___ Information supplied
PR #2524, opened 2026-02-24
ci(skore): Create example pushing on public `Skore Hub` project

thomass-dev:
Closes https://github.com/probabl-ai/skore/issues/2274.

---

Add two examples pushing on public `Skore Hub` project:
- Modify `plot_getting_started.py`
- Add `plot_skore_hub_project.py`
    
The examples are pushed on:
```
https://skore.probabl.ai/skore/example-getting-started-<version>
https://skore.probabl.ai/skore/example-skore-hub-project-<version>
```
    
Also, change the sphinx workflow to:    
- Build examples pushing on `Skore Hub`  **<ins>only</ins>** on main/tags/maintainer pull-requests for security issues
  Disable such examples otherwise (no preview in fork pull-requests)
- Build gallery using `parallel=True` / `-j auto`

PR #2550, opened 2026-03-03
fix(skore-hub-project/splitting_strategy): Use `_safe_indexing` with `report.y`

thomass-dev:
Needed for https://github.com/probabl-ai/skore/pull/2524/: fix `splitting_strategy` when `report.y` is an indexed `pandas.Series`.

### DIFF
--- a/skore-hub-project/src/skore_hub_project/report/cross_validation_report.py
+++ b/skore-hub-project/src/skore_hub_project/report/cross_validation_report.py
@@ -205,11 +205,15 @@ class CrossValidationReportPayload(ReportPayload[CrossValidationReport]):
         of 200 buckets, and averaging the number of samples belonging to the test-set in
         each of these buckets. @TODO: find a better representation of the distribution.
         """
+        from skore._externals._sklearn_compat import (  # type: ignore[attr-defined]
+            _safe_indexing,
+        )
+
         splits = []
 
         for train_indices, test_indices in self.report.split_indices:
-            train_y = self.report.y[train_indices]
-            test_y = self.report.y[test_indices]
+            train_y = _safe_indexing(self.report.y, train_indices)
+            test_y = _safe_indexing(self.report.y, test_indices)
             train_target_distribution: list[float] = []
             test_target_distribution: list[float] = []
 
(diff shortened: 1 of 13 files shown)


skore-hub-project/src/skore_hub_project/report/cross_validation_report.py
```diff
@@ -205,11 +205,15 @@ def splitting_strategy(self) -> dict[str, Any]:
         of 200 buckets, and averaging the number of samples belonging to the test-set in
         each of these buckets. @TODO: find a better representation of the distribution.
         """
+        from skore._externals._sklearn_compat import (  # type: ignore[attr-defined]
```
glemaitre, line 208: You don't want to move this on the top of the file?

thomass-dev: I don't want to have `skore` top-level import, kind of "`skore-hub-project` is always used in conjunction with `skore`, but `skore` should not be a direct dependency".

skore-hub-project/tests/unit/report/test_cross_validation_report.py
```diff
@@ -244,6 +245,54 @@ def test_splits_for_regression(self, project):
             assert all(isinstance(value, float) for value in train_target_distribution)
             assert all(isinstance(value, float) for value in test_target_distribution)
 
+    @mark.respx(assert_all_called=False)
+    def test_splitting_strategy_with_y_serie(self, project):
```
glemaitre: Do you think that it could be good to parametrize the test with array and series using this function:

 https://github.com/scikit-learn/scikit-learn/blob/main/sklearn/utils/_testing.py#L964-L971

You could parametrize using two strings "array" and "series".

skore-hub-project/src/skore_hub_project/report/cross_validation_report.py
glemaitre: OK I see.

glemaitre: Maybe put a small comment to acknowledge then.

skore-hub-project/tests/unit/report/test_cross_validation_report.py
thomass-dev: Array is covered by other tests, do you want an explicit test for array?

glemaitre: No it is fine then.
______
Task statement — An exact reproduction of all the records is needed.

Written solution —
PR #2524, opened 2026-02-24
ci(skore): Create example pushing on public `Skore Hub` project

thomass-dev:
Closes https://github.com/probabl-ai/skore/issues/2274.

---

Add two examples pushing on public `Skore Hub` project:
- Modify `plot_getting_started.py`
- Add `plot_skore_hub_project.py`
    
The examples are pushed on:
```
https://skore.probabl.ai/skore/example-getting-started-<version>
https://skore.probabl.ai/skore/example-skore-hub-project-<version>
```
    
Also, change the sphinx workflow to:    
- Build examples pushing on `Skore Hub`  **<ins>only</ins>** on main/tags/maintainer pull-requests for security issues
  Disable such examples otherwise (no preview in fork pull-requests)
- Build gallery using `parallel=True` / `-j auto`

PR #2550, opened 2026-03-03
fix(skore-hub-project/splitting_strategy): Use `_safe_indexing` with `report.y`

thomass-dev:
Needed for https://github.com/probabl-ai/skore/pull/2524/: fix `splitting_strategy` when `report.y` is an indexed `pandas.Series`.

### DIFF
--- a/skore-hub-project/src/skore_hub_project/report/cross_validation_report.py
+++ b/skore-hub-project/src/skore_hub_project/report/cross_validation_report.py
@@ -205,11 +205,15 @@ class CrossValidationReportPayload(ReportPayload[CrossValidationReport]):
         of 200 buckets, and averaging the number of samples belonging to the test-set in
         each of these buckets. @TODO: find a better representation of the distribution.
         """
+        from skore._externals._sklearn_compat import (  # type: ignore[attr-defined]
+            _safe_indexing,
+        )
+
         splits = []
 
         for train_indices, test_indices in self.report.split_indices:
-            train_y = self.report.y[train_indices]
-            test_y = self.report.y[test_indices]
+            train_y = _safe_indexing(self.report.y, train_indices)
+            test_y = _safe_indexing(self.report.y, test_indices)
             train_target_distribution: list[float] = []
             test_target_distribution: list[float] = []
 
(diff shortened: 1 of 13 files shown)


skore-hub-project/src/skore_hub_project/report/cross_validation_report.py
```diff
@@ -205,11 +205,15 @@ def splitting_strategy(self) -> dict[str, Any]:
         of 200 buckets, and averaging the number of samples belonging to the test-set in
         each of these buckets. @TODO: find a better representation of the distribution.
         """
+        from skore._externals._sklearn_compat import (  # type: ignore[attr-defined]
```
glemaitre, line 208: You don't want to move this on the top of the file?

thomass-dev: I don't want to have `skore` top-level import, kind of "`skore-hub-project` is always used in conjunction with `skore`, but `skore` should not be a direct dependency".

skore-hub-project/tests/unit/report/test_cross_validation_report.py
```diff
@@ -244,6 +245,54 @@ def test_splits_for_regression(self, project):
             assert all(isinstance(value, float) for value in train_target_distribution)
             assert all(isinstance(value, float) for value in test_target_distribution)
 
+    @mark.respx(assert_all_called=False)
+    def test_splitting_strategy_with_y_serie(self, project):
```
glemaitre: Do you think that it could be good to parametrize the test with array and series using this function:

 https://github.com/scikit-learn/scikit-learn/blob/main/sklearn/utils/_testing.py#L964-L971

You could parametrize using two strings "array" and "series".

skore-hub-project/src/skore_hub_project/report/cross_validation_report.py
glemaitre: OK I see.

glemaitre: Maybe put a small comment to acknowledge then.

skore-hub-project/tests/unit/report/test_cross_validation_report.py
thomass-dev: Array is covered by other tests, do you want an explicit test for array?

glemaitre: No it is fine then.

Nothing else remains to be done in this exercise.